ちょっとした国の国家予算をもしのぐ金額である。
そこまでかけても行く理由があるのだろう。
時代の発展は全く休むことを知らない。
アポロ計画の時の月着陸の時には、今のようなコンピューターと呼べる代物は搭載されていなかったのだ。
おそらくは今の数百円レベルの電卓レベルのものをコンピューター代わりにして飛んでいたようだ。
あの時からは既に 50年以上も経過しているので、 IT関係の発展は全く別次元のものに変化している。
2001年宇宙の旅で描かれたようなコンピュータHal2000のような優れたものが搭載されるのかもしれない。
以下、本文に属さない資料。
PR #688, opened 2019-12-13
Change z-index to public

Inkeliz:
I'm not sure why, but the current version of Engo has a `zIndex` as private value. 

The only way to set ZIndex is by using `SetZIndex`, at the current version. That makes it impossible to set the value in advanced (at the `&RenderComponent{}`). In my case doesn't make any sense to set the ZIndex using the `SetZIndex`, since some elements have always the same ZIndex (like: background is 0 and player is 1).

I'm not aware of any issue of that change, but I don't know what wasn't public before.

### DIFF
--- a/common/render.go
+++ b/common/render.go
@@ -1,15 +1,13 @@
 package common
 
 import (
-	"fmt"
-	"image/color"
-	"sort"
-
-	"sync"
-
 	"github.com/EngoEngine/ecs"
 	"github.com/EngoEngine/engo"
 	"github.com/EngoEngine/gl"
+	"image/color"
+	"sort"
+	"sync"
+	"unsafe"
 )
 
 const (
@@ -80,13 +78,15 @@ type RenderComponent struct {
 	// BufferContent contains the buffer data
 	// Avoid using it unless your are writing a custom shader
 	BufferContent []float32
-	// ZIndex defines the order which the content is drawn to the screen. Higher z-indices are drawn on top of
-	// lower ones if men overlap.
-	ZIndex float32
+	// StartZIndex defines the initial Z-Index. Z-Index defines the order which the content is drawn to the
+	// screen. Higher z-indices are drawn on top of lower ones. Beware that you must use `SetZIndex` function to change
+	// the Z-Index.
+	StartZIndex float32
 
 	magFilter, minFilter ZoomFilter
 
 	shader Shader
+	zIndex float32
 }
 
 // SetShader sets the shader used by the RenderComponent.
@@ -125,7 +125,7 @@ func (r *RenderComponent) Shader() Shader {
 // SetZIndex sets the order that the RenderComponent is drawn to the screen. Higher z-indices are drawn on top of
 // lower ones if they overlap.
 func (r *RenderComponent) SetZIndex(index float32) {
-	r.ZIndex = index
+	r.zIndex = index
 	engo.Mailbox.Dispatch(&renderChangeMessage{})
 }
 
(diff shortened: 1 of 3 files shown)


Noofbiz:
It does this because it has to set rs.sortingNeeded so that the system can sort the textures properly. If it's public and you set it yourself, it may not actually do anything, since the textures still draw in the same order every pass.
I do see what you mean, though. I think maybe there can be another public variable, such as `StartZIndex`, that sets the starting Z-Index. Then near the top of the render system's Add function, you just call `SetZIndex(render.StartZIndex)`. Would that solve your problem?

Inkeliz:
Yes, I don't thought that someone will set `something.ZIndex = 3` after already use the `render.Add(...)`. 😅 

The `StartZIndex` is better.

common/render.go
```diff
@@ -153,63 +155,46 @@ func (r renderEntityList) Len() int {
...
-				}
-				return t1 < t2
-			}
-		}
+	if r[i].RenderComponent.zIndex != r[j].RenderComponent.zIndex {
+		return r[i].RenderComponent.zIndex < r[j].RenderComponent.zIndex
+	}
+
+	// TODO: optimize this for performance (is it enough? maybe "cache" shader uintptr (i.e: r.shaderPtr)?)
+	p1, p2 := (*[2]uintptr)(unsafe.Pointer(&r[i].RenderComponent.shader))[1], (*[2]uintptr)(unsafe.Pointer(&r[j].RenderComponent.shader))[1]
```
Noofbiz: Actually, there's already a shader comparison function `compareShaders` that does that during the draw step. It's optimized for speed and also has a version that works for gopherjs and wasm. We should just use that here XP

Inkeliz: The _problem_ is that `compareShaders` just return a bool, but not the `pointer` (we need to compare `p1 < p2`). Maybe a new `compareShadersLess(a, b Shader) bool` 🤣. In that case if it's true it's not equal and just return.

```
p := comapreSharersLess(r[i].RenderComponent.shader, r[j].RenderComponent.shader)
if p {
    return p
}
```
```
func compareShadersLess(a, b Shader) bool {
	aIface := *(*iface)(unsafe.Pointer(&a))
	bIface := *(*iface)(unsafe.Pointer(&b))
	return uintptr(aIface.Data) < uintptr(bIface.Data)
}
```
😅

Noofbiz: Alright, but the way it's done now breaks gopherjs and wasm builds. To fix this I propose we add to render_notjs.go a `lessShaders(a, b Shader) bool` that will return wether shader a is less than shader b using the unsafe package, and then a similar function in render_js.go that does the same thing without using unsafe. Then call that at the return for `p1 < p2`.

We can do this in one of two ways:
1) I can merge this as-is and then fix it in a later commit myself

2) You can fix it here, if you have time and want to do it

either way works for me ^_^

Inkeliz: I think I fix that. But has another issue. I'm testing the `entityscroller.go`, it doesn't render because of `StartZIndex`. I don't know why, but `render.zIndex = render.StartZIndex` breaks the game. The only way to fix seems to be:

```
func (r *RenderComponent) SetZIndex(index float32) {
	r.StartZIndex = index
	r.zIndex = index
	engo.Mailbox.Dispatch(&renderChangeMessage{})
}
```

However, how the same component is added again? 😕

Inkeliz: Ok. I found the issue.

Inkeliz:
I think it's fine now, the rendering is working as expected. I didn't test on GopherJS. I'm going to sleep now. 😅

Noofbiz:
Looks good, thank you for your contribution!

搭載されなければ、人間業だけでは計画自体の安全性に?が灯るだろう。
地球とリアルタイムのやりとりはできなくなると思っていいのだ。
この時に乗組員のよき相談相手になるのはスーパーコンピューターだと想像がつく。
どのようなSF映画を見ても、このメインサーバーとなるコンピューターが上手に描かれている。
さて、この先どのように計画が進展していくのか見守り続けたいものだ。